** Task directions **
Each record below should appear again exactly as written.

** Recorded data **
PR #503, opened 2022-08-14
fix(offset): truncate long offset text with multibyte characters

akinsho:
This PR fixes #495 

@tobealive can you please try this PR out. It uses the utility function I mentioned to truncate the offset text specified, whether it includes multibyte characters. The issue you were having with that function comes down to the fact that the text was being changed to try and remove the extension, but this was initially intended for use with buffer names with extensions, so it ended up changing the text if using a directory, but that should be fixed now

image

### DIFF
--- a/lua/bufferline/constants.lua
+++ b/lua/bufferline/constants.lua
@@ -29,4 +29,6 @@ M.visibility = {
 
 M.FOLDER_ICON = ""
 
+M.ELLIPSIS = "…"
+
 return M
--- a/lua/bufferline/offset.lua
+++ b/lua/bufferline/offset.lua
@@ -31,8 +31,7 @@ local function get_section_text(size, highlight, offset)
   if type(text) == "function" then text = text() end
   text = text or string.rep(" ", size)
 
-  local left, right
-  local text_size = api.nvim_strwidth(text)
+  local text_size, left, right = api.nvim_strwidth(text), 0, 0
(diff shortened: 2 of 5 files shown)


akinsho:
There are a lot of unrelated changes here that I added just as a minor spring clean, the core change that was needed was to use `utils.truncate_name` and then fix the behaviour of that function to not `fnamemodify` the path using `:r:h` which mangles directories

tobealive:
Thanks @akinsho 🚀
It truncs what it should now, great work and nice cleanups 😊.

A thing that I notice with the truncation, is that my nvim locks when the minimal width of a window that an offset is applied to is reached. 
It probably won't be a frequent occurrence that users manually resize to the lowest width, but a situation that I sometimes find myself in is, that nvims internal windows can get squished to the lowest width on terminal window resize. Provoking such a situation also causes a lock.

akinsho:
@tobealive this is probably because there is a while loop in there somewhere, and it is probably missing an exit condition to handle minuscule values. Tbh kind of tapped out bufferline stuff for the moment as I need to focus elsewhere, feel free to raise an issue or a PR for it 🤷🏿. Need to focus elsewhere though, so won't be looking at it soon, probably.

tobealive:
Thanks for the info. I'll make some time to check for it in the coming days and do my best on it.

PR #507, opened 2022-08-14
fix: freeze with miniscule truncation values

tobealive:
- related to: https://github.com/akinsho/bufferline.nvim/pull/503#issuecomment-1214373879


akinsho (approved):
LGTM 👍🏾

tobealive:
your tip made it a nobrainer, it's your merrit. 

But I chanced it if you prefer a variable to not do a tripplet call on the width func. Out the top of my head I don't know if this would make a difference in lua.

akinsho:
@tobealive I was actually considering that as a refactor, I'm not sure how expensive that function is but it's being called a lot but it's not a huge deal I think

PR #508, opened 2022-08-15
Document highlight groups for bufferline tab numbers

HerCerM:
I noticed the following highlight groups are not documented: `numbers`, `numbers_visible` and `numbers_selected`. I had to look in the code to realize they exist. I believe it can be useful for other users to have them in the docs.


akinsho (approved):
Thanks for the contribution, LGTM 👍🏾

PR #519, opened 2022-08-22
fix(utils): improve path separator detection on windows

aarrwnh:
`vim.loop.os_uname()` output:
```
{
  machine = "x86_64",
  release = "10.0.19044",
  sysname = "Windows_NT",
  version = "Windows 10 Enterprise"
}
```

'Side-effect' of this is that path separator might look like pipe with some fonts (because of italics) now.


akinsho (approved):
@aarrwnh thanks for the PR 👍🏿 much appreciated

PR #520, opened 2022-08-23
docs(help): add missing comma to indicator config

sanders41:
In updating my config for the new indicator icon settings I was getting an error after copy and pasting from the docs. I noticed it was because of a missing comma in the docs.


akinsho (approved):
LGTM 👍🏿

akinsho:
@sanders41 this LGTM, as a side note though I generally strongly recommend against copy pasting any code in the docs, I really don't check to ensure they are safe for copy pasting because that adds way too much extra burden on me to checking every block. I also *want users to read through the config carefully*

PR #523, opened 2022-08-24
bugfix(config): reset highlights on background change

### LINKED ISSUE #522: [Bug]: Highlighting do not reload on changing background

### What happened?

Highlighting stop reloading on changing background after f248437e31b97f2a91173ee770b181b8d8ccdd42
To reproduce just call `:set background=light` or `:set background=light` on a theme that supports light and dark mode. For example, https://github.com/Shatur/neovim-ayu

Highlighting changes on changing background setting.

### Config

No configuration required.

### Additional Information

_No response_

### commit

f248437e31b97f2a91173ee770b181b8d8ccdd42

akinsho:
When the colorscheme changes for any reason, we should essentially reset highlighting back to the user's initial config and reload all highlights

fixes #522 

@Shatur can you try this out? seems to fix it on my end

### TODO
- [ ] write much needed tests for colorscheme changes


Shatur:
Works for me, thank you!

avegancafe:
FWIW, this fixes the same problem I had as well. Not quite sure how to force packer to load all of my color scheme stuff before loading bufferline (I thought I have it set up to do so but it appears it's not), but checking out this branch works! In case anyone could see anything obvious, here's my config: https://github.com/avegancafe/Juliet/blob/master/nvim/lua/plugins.lua#L192-L198

will:
Thanks this also fixed my issues with rose-pine!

** Result of this exercise **
PR #503, opened 2022-08-14
fix(offset): truncate long offset text with multibyte characters

akinsho:
This PR fixes #495 

@tobealive can you please try this PR out. It uses the utility function I mentioned to truncate the offset text specified, whether it includes multibyte characters. The issue you were having with that function comes down to the fact that the text was being changed to try and remove the extension, but this was initially intended for use with buffer names with extensions, so it ended up changing the text if using a directory, but that should be fixed now

image

### DIFF
--- a/lua/bufferline/constants.lua
+++ b/lua/bufferline/constants.lua
@@ -29,4 +29,6 @@ M.visibility = {
 
 M.FOLDER_ICON = ""
 
+M.ELLIPSIS = "…"
+
 return M
--- a/lua/bufferline/offset.lua
+++ b/lua/bufferline/offset.lua
@@ -31,8 +31,7 @@ local function get_section_text(size, highlight, offset)
   if type(text) == "function" then text = text() end
   text = text or string.rep(" ", size)
 
-  local left, right
-  local text_size = api.nvim_strwidth(text)
+  local text_size, left, right = api.nvim_strwidth(text), 0, 0
(diff shortened: 2 of 5 files shown)


akinsho:
There are a lot of unrelated changes here that I added just as a minor spring clean, the core change that was needed was to use `utils.truncate_name` and then fix the behaviour of that function to not `fnamemodify` the path using `:r:h` which mangles directories

tobealive:
Thanks @akinsho 🚀
It truncs what it should now, great work and nice cleanups 😊.

A thing that I notice with the truncation, is that my nvim locks when the minimal width of a window that an offset is applied to is reached. 
It probably won't be a frequent occurrence that users manually resize to the lowest width, but a situation that I sometimes find myself in is, that nvims internal windows can get squished to the lowest width on terminal window resize. Provoking such a situation also causes a lock.

akinsho:
@tobealive this is probably because there is a while loop in there somewhere, and it is probably missing an exit condition to handle minuscule values. Tbh kind of tapped out bufferline stuff for the moment as I need to focus elsewhere, feel free to raise an issue or a PR for it 🤷🏿. Need to focus elsewhere though, so won't be looking at it soon, probably.

tobealive:
Thanks for the info. I'll make some time to check for it in the coming days and do my best on it.

PR #507, opened 2022-08-14
fix: freeze with miniscule truncation values

tobealive:
- related to: https://github.com/akinsho/bufferline.nvim/pull/503#issuecomment-1214373879


akinsho (approved):
LGTM 👍🏾

tobealive:
your tip made it a nobrainer, it's your merrit. 

But I chanced it if you prefer a variable to not do a tripplet call on the width func. Out the top of my head I don't know if this would make a difference in lua.

akinsho:
@tobealive I was actually considering that as a refactor, I'm not sure how expensive that function is but it's being called a lot but it's not a huge deal I think

PR #508, opened 2022-08-15
Document highlight groups for bufferline tab numbers

HerCerM:
I noticed the following highlight groups are not documented: `numbers`, `numbers_visible` and `numbers_selected`. I had to look in the code to realize they exist. I believe it can be useful for other users to have them in the docs.


akinsho (approved):
Thanks for the contribution, LGTM 👍🏾

PR #519, opened 2022-08-22
fix(utils): improve path separator detection on windows

aarrwnh:
`vim.loop.os_uname()` output:
```
{
  machine = "x86_64",
  release = "10.0.19044",
  sysname = "Windows_NT",
  version = "Windows 10 Enterprise"
}
```

'Side-effect' of this is that path separator might look like pipe with some fonts (because of italics) now.


akinsho (approved):
@aarrwnh thanks for the PR 👍🏿 much appreciated

PR #520, opened 2022-08-23
docs(help): add missing comma to indicator config

sanders41:
In updating my config for the new indicator icon settings I was getting an error after copy and pasting from the docs. I noticed it was because of a missing comma in the docs.


akinsho (approved):
LGTM 👍🏿

akinsho:
@sanders41 this LGTM, as a side note though I generally strongly recommend against copy pasting any code in the docs, I really don't check to ensure they are safe for copy pasting because that adds way too much extra burden on me to checking every block. I also *want users to read through the config carefully*

PR #523, opened 2022-08-24
bugfix(config): reset highlights on background change

### LINKED ISSUE #522: [Bug]: Highlighting do not reload on changing background

### What happened?

Highlighting stop reloading on changing background after f248437e31b97f2a91173ee770b181b8d8ccdd42
To reproduce just call `:set background=light` or `:set background=light` on a theme that supports light and dark mode. For example, https://github.com/Shatur/neovim-ayu

Highlighting changes on changing background setting.

### Config

No configuration required.

### Additional Information

_No response_

### commit

f248437e31b97f2a91173ee770b181b8d8ccdd42

akinsho:
When the colorscheme changes for any reason, we should essentially reset highlighting back to the user's initial config and reload all highlights

fixes #522 

@Shatur can you try this out? seems to fix it on my end

### TODO
- [ ] write much needed tests for colorscheme changes


Shatur:
Works for me, thank you!

avegancafe:
FWIW, this fixes the same problem I had as well. Not quite sure how to force packer to load all of my color scheme stuff before loading bufferline (I thought I have it set up to do so but it appears it's not), but checking out this branch works! In case anyone could see anything obvious, here's my config: https://github.com/avegancafe/Juliet/blob/master/nvim/lua/plugins.lua#L192-L198

will:
Thanks this also fixed my issues with rose-pine!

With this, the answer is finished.